/twitter_download

Download scripts for distributing twitter data.

Primary LanguagePythonMIT LicenseMIT

==================== Semeval Twitter data download script + user info

Update: Includes script to run user information. The download_tweets_user_api.py file is to be used to download the tweets and user information for SEMEVAL 2016: Sentiment Analysis in Twitter. If you are not interested in using user information, you can still use download_tweets_api.py, or exclude the "--user" option of this file. This file is an initial template for basic user information. The use of user information can be changed to include or exclude more user data. Feel free to manipulate this file to download additional user information if so desired (e.g. you can check if any of the other users in the dataset are friends)

Prerequisites:

Please read and follow the instructions below for download_tweets_api.py first using this script instead.

Usage:

python download_tweets_user_api.py --dist input.txt --output output.txt --user

Output Format:

*_semeval_tweets.txt: tweet id \t topic \t tweet text

*_semeval_userinfo.txt: tweet id \t user id \t follower count \t status count \t description \t friend count \t location \t language \t name \t time zone

==================== Semeval Twitter data download script (Original)

For downloading tweets distributed using IDs to protect privacy. Uses the format of the Semeval Twitter sentiment analysis dataset

Prerequisites:

sixohsix/twitter

easy_install twitter

Usage:

The first time you run this, it should open up a web browser, have you log into twitter, and show a PIN number for you to enter into a prompt generated by the script.

  1. Login to Twitter with your user name in your default browser.
  2. Run the script like this to download your credentials: python download_tweets_api.py --dist=tweeti-a.dist.tsv
  3. Download tweets like so:
python download_tweets_api.py --dist=tweeti-a.dist.tsv --output=downloaded.tsv

-Note that it takes about 18 hours to download the Semeval sentiment analysis training dataset.

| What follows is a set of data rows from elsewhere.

PR #4165, opened 2020-10-05
CR-1077772 ZOCL version number fix

rbramand-xilinx:
> Driver version of zocl is reporting outdated value, fixed to report latest value similar to pcie platforms
> As zocl doesnot follow dkms flow, version.h file is not available at zocl build time
> Instead of reading zocl sysfs node 'version', reading directly XRT_DRIVER_VERSION macro which is available at userspace build time

### DIFF
--- a/src/runtime_src/core/edge/tools/xbutil/base.h
+++ b/src/runtime_src/core/edge/tools/xbutil/base.h
@@ -30,25 +30,13 @@
 
 namespace xcldev {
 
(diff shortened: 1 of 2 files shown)


mamin506 (approved):

chvamshi-xilinx (approved):

rbramand-xilinx:
Closing this pull request as this change already went in with other commit

PR #4167, opened 2020-10-05
CR 1068826: added support for latest u200 2018.3; also AIE profile changes

pgschuey:


hackwa (approved):
looks good. Since aie runs at Ghz rates, it makes sense to sample the data in microseconds intervals. @pgschuey does it make sense to set a minimum interval of 50usec?

PR #4170, opened 2020-10-06
CR-1077997 Minor updates handling the emulation_data path for Versal …

venkatp-xilinx:
Minor updates handling the emulation_data path for Versal DC Platforms. Enabled the hal log for sw_emu with ENV, and other minor tweaks.

### DIFF
--- a/src/runtime_src/core/pcie/emulation/common_em/config.cxx
+++ b/src/runtime_src/core/pcie/emulation/common_em/config.cxx
@@ -71,7 +71,7 @@ namespace xclemulation{
     mPrintErrorsInConsole = true;
     mVerbosity = 0;
     mServerPort = 0;
-    mKeepRunDir=false;
+    mKeepRunDir=true;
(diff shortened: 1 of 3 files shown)


stsoe:
Hi @venkatp-xilinx @chvamshi-xilinx  This PR results in stray files dltmp xmltmp being left by software emulation.  KeepRunDir default was changed to true.

chvamshi-xilinx:
Hi @stsoe , i think this was an intentional change by @venkatp-xilinx due to some request. @venkatp-xilinx , please confirm and share the background.

venkatp-xilinx:
Yes, as Vamshi said, it is done intentionally. Ideally we require this run dir in all the failure scenarios in order to debug the reason for failure. And in sprite regression, for all the success cases, they delete the test output and only outputs are stored for failure tests and having this run dir by default is very useful for initial analysis without rerunning the design.

PR #4175, opened 2020-10-06
Add AIE PLIO event counter profiling support

larry9523:
This PR added
1. PLIO event profiling (so that we have a full support for event counter performance counter option)
2. Update the interface name
xrtStartProfiling --> xrtAIEStartProfiling
xrtReadProfiling --> xrtAIEReadProfiling
xrtStopProfiling --> xrtAIEStopProfiling

### DIFF
--- a/src/runtime_src/core/edge/common/aie_parser.cpp
+++ b/src/runtime_src/core/edge/common/aie_parser.cpp
@@ -31,6 +31,7 @@ namespace pt = boost::property_tree;
 using tile_type = xrt_core::edge::aie::tile_type;
 using rtp_type = xrt_core::edge::aie::rtp_type;
 using gmio_type = xrt_core::edge::aie::gmio_type;
+using plio_type = xrt_core::edge::aie::plio_type;
 using counter_type = xrt_core::edge::aie::counter_type;
 
 inline void
@@ -158,6 +159,31 @@ get_gmio(const pt::ptree& aie_meta)
   return gmios;
 }
 
+std::vector<plio_type>
+get_plio(const pt::ptree& aie_meta)
+{
+  std::vector<plio_type> plios;
+
+  auto plio_nodes = aie_meta.get_child_optional("aie_metadata.PLIOs");
+  if (!plio_nodes)
+    return plios;
+
+  for (auto& plio_node : aie_meta.get_child("aie_metadata.PLIOs")) {
+    plio_type plio;
+
+    plio.id = plio_node.second.get<uint32_t>("id");
+    plio.name = plio_node.second.get<std::string>("name");
+    plio.logical_name = plio_node.second.get<std::string>("logical_name");
+    plio.shim_col = plio_node.second.get<uint16_t>("shim_column");
+    plio.stream_id = plio_node.second.get<uint16_t>("stream_id");
+    plio.is_master = plio_node.second.get<bool>("slaveOrMaster");
+
+    plios.emplace_back(std::move(plio));
+  }
+
+  return plios;
+}
+
 std::vector<counter_type>
 get_profile_counter(const pt::ptree& aie_meta)
 {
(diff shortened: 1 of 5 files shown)


src/runtime_src/core/edge/common/aie_parser.cpp
```diff
@@ -158,6 +159,31 @@ get_gmio(const pt::ptree& aie_meta)
...
 }
 
+std::vector<plio_type>
+get_plio(const pt::ptree& aie_meta)
+{
+  std::vector<plio_type> plios;
+
+  auto plio_nodes = aie_meta.get_child_optional("aie_metadata.PLIOs");
+  if (!plio_nodes)
+    return plios;
```
stsoe, line 169: You could do `return {}`
Then declare your vector before the for loop.

src/runtime_src/core/edge/common/aie_parser.cpp
```diff
@@ -251,6 +277,18 @@ get_gmios(const xrt_core::device* device)
   return ::get_gmio(aie_meta);
 }
 
+std::vector<plio_type>
+get_plios(const xrt_core::device* device)
+{
+  auto data = device->get_axlf_section(AIE_METADATA);
+  if (!data.first || !data.second)
+    return std::vector<plio_type>();
```
stsoe, line 285: `return {} `
should do it.

src/runtime_src/core/edge/user/aie/aie.cpp
```diff
@@ -338,32 +342,50 @@ start_profiling(int option, const std::string& port1Name, const std::string& por
   auto gmio = std::find_if(gmios.begin(), gmios.end(),
             [port1Name](gmio_type it) { return it.name.compare(port1Name) == 0; });
 
-  if (gmio == gmios.end())
+  // For PLIO inside graph, there is no name property.
+  // So we need to match logical name too
+  auto plio = std::find_if(plios.begin(), plios.end(),
+            [port1Name](plio_type it) { return it.name.compare(port1Name) == 0; });
```
stsoe, line 348: `[&port1Name] ` prevents a string copy
and use const plio_type&, e.g. this way:
`[&port1Name] (auto& pt) { return pt.name.compare(port1Name) == 0; }`
Personally I don't like camel case so I'd prefer port1_name but that's just me.

src/runtime_src/core/edge/user/aie/aie.cpp
```diff
@@ -338,32 +342,50 @@ start_profiling(int option, const std::string& port1Name, const std::string& por
...
+  if (plio == plios.end()) {
+    plio = std::find_if(plios.begin(), plios.end(),
+            [port1Name](plio_type it) { return it.logical_name.compare(port1Name) == 0; });
```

Restarting after a partial download:

In case the script hangs in the middle of the download for whatever reason, use the --partial argument to specify the file containing partially downloaded results.
This way you won't have to start from scratch again:

python download_tweets_api.py --dist=tweeti-a.dist.tsv --partial=downloaded.tsv --output=downloaded2.tsv

Task A Mention Test Script

To print out the mentions and annotations from task A you can use the testIndices.py script like so:

python testIndices.py downloaded.tsv

This just prints out the mentions with sentiment annotations for easier inspection.

Notes:

  • You may need to manually change the link that is printed out for authorization to use https:// instead of http://
  • The time on your computer needs to be set accurately. Thanks to Canberk for noting this on the email list.